2021-06-11 13:45 GMT+02:00, Flyer31 Test <>:
> Thank you for answer, this sounds interesting, but unfortunately I never
> used luaL_ref before and I would prefer some short 2-3 lines example if
> possible.
> Currently when I get my String I would use (L is my lua_State*)
> const char* pcData= lua_tostring( L, -1);
> (so the string would be on top of stack...)
> So you instead would propose to use
> const int iRefData= luaL_ref ( L, LUA_REGISTRYINDEX);
> ... and how would I then get the pcData? The RefMan under luaL_ref seems to
> sugget somehow "lua_rawgeti( L, LUA_REGISTRYINDEX, iRefData)" ... but I
> must admit I have no glue how to come to pcData from this ... ? Possibly
> like the following two lines:
> const int iRefData= luaL_ref ( L, LUA_REGISTRYINDEX);
> lua_rawgeti( L, LUA_REGISTRYINDEX, iRefData);
> const char* pcData= lua_tostring( L, -1);
> ...  and when I do not need any more the data, then ...

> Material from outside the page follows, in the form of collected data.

PR #3306, opened 2015-06-11
Rename adapter and serializer methods to match the new store methods

bmac:
`Adapter#find` -> `Adapter#findRecord` and `Adapter#findQuery` -> `Adapter#query`
`BuildURLMixin#urlForFind` -> `BuildURLMixin#urlForFindRecord` and `BuildURLMixin#urlForFindQuery` -> `BuildURLMixin#urlForQuery`
`Serializer#extractFind` -> `Serializer#extractFindRecord` and `Serializer#findQuery` -> `Serializer#extractQuery`

PR #3829, opened 2015-10-07
Remove references to findQuery

HeroicEric:
`findQuery` was deprecated back in 1.0 and removed for 2.0 (https://github.com/emberjs/data/pull/3235)

A test file was also removed that was referencing `findQuery` as well
as `RestAdapter#find`, which was also deprecated and removed.(https://github.com/emberjs/data/pull/3306)

In addition to referencing code that was no longer present, this test
file was missing the `-test` in its name and has not been running as
part of the build. It did not pass before or after these changes.


bmac:
Thanks

PR #3830, opened 2015-10-08
Fix tests for non-dasherized lookups

HeroicEric:
The test file for non-dasherized lookups was missing the `-test` in its
filename, which means it hasn't been running.

This commit fixes the filename and gets the tests passing again.


bmac:
Thanks @HeroicEric

PR #3835, opened 2015-10-09
[BUGFIX] extract polymorphic belongsTo in RESTSerializer

### LINKED ISSUE #3806: Polymorphic belongs-to relation model is not serialized in Ember-data v1.13
Hi team, we moved our app to ember-data v1.13.8 (We are using rest adapter) everything is working as expected but polymorphic belongs-to relation model is not serialized. I followed this https://github.com/emberjs/data/blob/master/TRANSITION.md#polymorphic-relationships. But when i changed data from  
{
  "message": 12,
  "messageType": "post"
}
to 
{
  "message": {id: 12, type: 'post'}
}
it will work. This may be an issue or is there any work around for this?

pangratz:
This change adds the correct extraction of a polymorphic belongsTo
specified in the payload in the following form:

``` js
{
  id: 123,
  // ...
  message: 1,
  messageType: 'post'
}
```

where the model is specified as:

``` js
DS.Model.extend({
  message: DS.belongsTo('message', { polymorphic: true })
})
```

---

If this gets accepted, this should likely be ported back to `1.13` as well.

This closes #3806

### DIFF
--- a/packages/ember-data/lib/serializers/rest-serializer.js
+++ b/packages/ember-data/lib/serializers/rest-serializer.js
@@ -56,6 +56,37 @@ var camelize = Ember.String.camelize;
 var RESTSerializer = JSONSerializer.extend({
 
   /**
+   `keyForPolymorphicType` can be used to define a custom key when
+   serializing and deserializing a polymorphic type. By default, the
+   returned key is `${key}Type`.
+
+   Example
+
+    ```app/serializers/post.js
+    import DS from 'ember-data';
+
+    export default DS.RESTSerializer.extend({
+      keyForPolymorphicType: function(key, relationship) {
+        var relationshipKey = this.keyForRelationship(key);
+
+        return 'type-' + relationshipKey;
+      }
+    });
+    ```
+
+   @method keyForPolymorphicType
+   @param {String} key
+   @param {String} typeClass
+   @param {String} method
+   @return {String} normalized key
+  */
+  keyForPolymorphicType: function(key, typeClass, method) {
+    var relationshipKey = this.keyForRelationship(key);
+
+    return `${relationshipKey}Type`;
+  },
+
+  /**
     Normalizes a part of the JSON payload returned by
     the server. You should override this method, munge the hash
     and call super if you have generic normalization to do.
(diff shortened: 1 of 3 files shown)


packages/ember-data/lib/serializers/rest-serializer.js
```diff
@@ -689,6 +689,49 @@ var RESTSerializer = JSONSerializer.extend({
...
+    //   {
+    //     message: 1,
+    //     messageType: 'post'
+    //   }
+    //
+    // The next code checks if the latter case is present and returns the
+    // corresponding JSON-API representation. The former case is handled within
+    // the super class (JSONSerializer).
+    var isPolymorphic = relationshipMeta.options.polymorphic;
+    var typeProperty = `${relationshipKey}Type`;
```
wecc: I think this should probably go through `keyForAttribute`. I think we had a bug related to this previously. It would also make the ActiveModelSerializer work out of the box... I think.

pangratz: `relationshipKey` is the result of `this.keyForRelationship(key, relationshipMeta.kind, 'deserialize');` from [this line](http://git.io/vCsx9).

In `serializePolymorphicType` above in line 686 `keyForAttribute` is used, so using `keyForAttribute` here would make it consistent I guess. But judging by the name, wouldn't be `keyForRelationship` the correct one, for both `serializePolymorphicType` and the new `serializePolymorphicType`?

It looks like AMS [uses `keyForRelationship](http://git.io/vCGTi) ...

wecc: Agree, `keyForRelationship` makes more sense.

wecc: Just to make sure, my intention here was to do ~~`keyForAttribute`~~ `keyForRelationship` on the `typeProperty` string.

Even though `relationshipKey` is cased correctly that doesn't mean we can just append `Type` to the end of it.

Say you have a `bestFriend: belongsTo()` and you've overriden `keyForRelationship` to returned dasherized. `bestFriend` is now `best-friend`. Odds are your payload contains `best-friend-type`, not `best-friendType`.

pangratz: That's a good point @wecc.

I will add a `keyForPolymorphicType` hook, which will also be used [here](https://github.com/emberjs/data/blob/921e8c9960fab34a7f6de4cdc618893b5394f7d4/packages/ember-data/lib/serializers/rest-serializer.js#L688-L690)...

bmac:
@pangratz could you update the commit message to start with `[BUGFIX beta]`?

packages/ember-data/lib/serializers/rest-serializer.js
```diff
@@ -683,12 +714,72 @@ var RESTSerializer = JSONSerializer.extend({
...
+    // check if the old way differs with the new, correct one, and if so, log a
+    // deprecation warning and restore the old behavior
+    if (key !== typeKey) {
+      Ember.deprecate("The typeKey to serialize a polymorphic type uses keyForAttribute which has been deprecated in favor of keyForPolymorphicType.", {
+        id: 'ds.rest-serializer.deprecated-key-for-polymorphic-type',
+        until: '3.0.0'
+      });
+
+      typeKey = key;
+    }
```
pangratz: The current way to get the `myKeyType` string for the `myKey` relationship is using `keyForAttribute` which is not correct IMHO. This is changed in the course of this PR by adding a `keyForPolymorphicType` hook.

This could break current behavior, that's why a deprecation message is added. I will add a test for the deprecation if the deprecation is found to be necessary.

pangratz: Actually, I think this would be save without the deprecation, since there wouldn't have been another way to change the way the polymorphic record is serialized except for overriding `serializePolymorphicType` as a whole...

bmac: @pangratz it looks like a user can't use `keyForPolymorphicType` if it differs from `${key}Type`; since `key` always wins. Is that correct? Is there anyway we could rewrite this logic so uses who define a custom `keyForPolymorphicType` get the new happy path without a deprecation warning?

pangratz: Uff, you're absolutely right. Nice catch! Lol, logic, how do you even work. I will change the code so the deprecation warning is only logged when `keyForPolymorphicType` is not overwritten...

pangratz:
@bmac I've updated the logic and added a check which ignores the fallback when the `keyForPolymorphicType` has been overwritten.

bmac:
Thanks @pangratz.

Issue #3726, opened 2015-09-03
Embedded records in old rest API have type attribute values lowercased


iammer:
I am using Ember-data 2.0.0.

I have a model sent from the server using the old REST API with embedded records. It looks like this using the old rest API.  
```js
{
  parent: {
    children: [{
      type: 'SOMEVALUE'
    }]
  }
}
```
Type is an attribute of the child model.

When the child record is added to the store type is changed from 'SOMEVALUE' to 'somevalue'.

I believe this is caused by the extractRelationship method in JSONSerializer.  The relationshipHash.type is sent through Ember.string.dasherize.  Which works for the JSONAPI and for polymorphic types, but isn't the correct thing to do for embedded records in the old REST API.

pangratz:
Hey @iammer, thanks for reporting! This is reproduced in http://ember-twiddle.com/7f0cde397742775ab97c and a fix is proposed in #3837.

pangratz:
I think this issue can be closed since #3837 has been merged.

PR #3837, opened 2015-10-10
[BUGFIX] Attribute/relationship named "type" of embedded record is considered before normalization

pangratz:
In #3726 a bug is reported, where an attribute or relationship named `type` of an embedded record is mistakenly normalized.

If this is accepted, it should likely be ported back to `1.13` as well I guess.


bmac:
Looks good @pangratz. Do you mind squashing these commits and prefixing with `[BUGFIX beta]`? so we can remember to pull this into the 2.2 branch.

Issue #3605, opened 2015-07-29
Add a method for normalizing a payload instead of a single resource


jonkoops:
I am building a Service that takes care of authenticating a user in my application. The Service does a request to the API, normalizes the data, pushes and gets the record from the store and resolves with said record of an authenticated user.

The issue I am encountering is that there is no way to normalize the payload without manually stripping the `data` hash from the root of the server response. This is because `store.normalize()` accepts only a single resource and not a payload like JSON API where the type and primary data is known. The Service now needs to know what the format of the payload is because the API response needs to be modified, which means that if the API response changes this code will break.

After some discussion with @wecc and @igorT a suggestion popped up that it might be an idea to add a `normalizePayload` method which should take an optional `modelName` parameter  to determine which serializer will be used and a `inputPayload` argument to pass the payload (much the same as [store.pushPayload](http://emberjs.com/api/data/classes/DS.Store.html#method_pushPayload)).

*Current situation:*
```js
var payload = store.normalize('user', response.data);
var record = store.push(payload);
```

*Proposed solution:*
```js
var payload = store.normalizePayload(response); // Or optionally store.normalizePayload('user', response);
var record = store.push(payload);
```

fotinakis:
I think I just hit the same thing you described—it looks like `store.push` only normalizes the JSON API primary data, not included resources, so relationships included with my user object die, for example: `"No model was found for 'subscriptions'` (because `subscriptions` in the JSON API response does not get normalized to `subscription` in ember-data internals).

I was sort of able to get this to work as a workaround, though with a bunch of deprecation warnings:
```javascript
var userId = payload.data.id;  // Grab now because pushPayload modifies the hash.
store.pushPayload(payload);
var userRecord = store.peekRecord('user', userId);
```

To fix this, shouldn't `store.push(payload)` normalize compound documents by default?

wecc:
> I think I just hit the same thing you described—it looks like store.push only normalizes the JSON API primary data

Just for the record, `store.push` expects fully normalized data, it does no normalization on it's own.

fotinakis:
Ah makes sense—let me reframe then, shouldn't `store.normalize` normalize full compound documents by default?

I'd expect this to work: `store.push(store.normalize('user', payload))` but that also fails with the above `No model was found for 'subscriptions'` error because the compound resources are not normalized.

> luaL_unref(L, LUA_REGISTRYINDEX, iRefData);
> Could you check / correct / confirm this?
> On Fri, Jun 11, 2021 at 10:58 AM Edoardo <> wrote:
>> You could hold a reference to this value in the registry index:
>> luaL_ref(current_state, LUA_REGISTRYINDEX);
>> In this way, there will always ne a reference to ut until you manaully
>> remove the entry from the registry, thus the Garbage Collector won't
>> collect it
>> On 11 Jun 2021, at 10:47, Flyer31 Test <> wrote:
>>> In my Lua microcontroller application (quite restricted RAM space), I
>>> would implement some function written by C, which sends data out through
>>> a
>>> serial interface.
>>> So this function gets e. g. a longer string (e. g. 200-1000 bytes), and
>>> sends out through serial interface.
>>> For doing this in an optimum way, I would use DMA (Direct Memory
>>> access),
>>> tell the DMA the start address of this string data, and then continue
>>> with
>>> my Lua program (or if the user prefers to wait end of send, I would call
>>> yieldk/resume and thus do some other CPU work until the DMA send has
>>> finished).
>>> Problem now is, that as soon that I leave my c function with yieldk,
>>> principally the Lua garbage collector could free this string, as it will
>>> not be needed any more by Lua.
>>> Is there some simple and elegant way to tell to avoid this?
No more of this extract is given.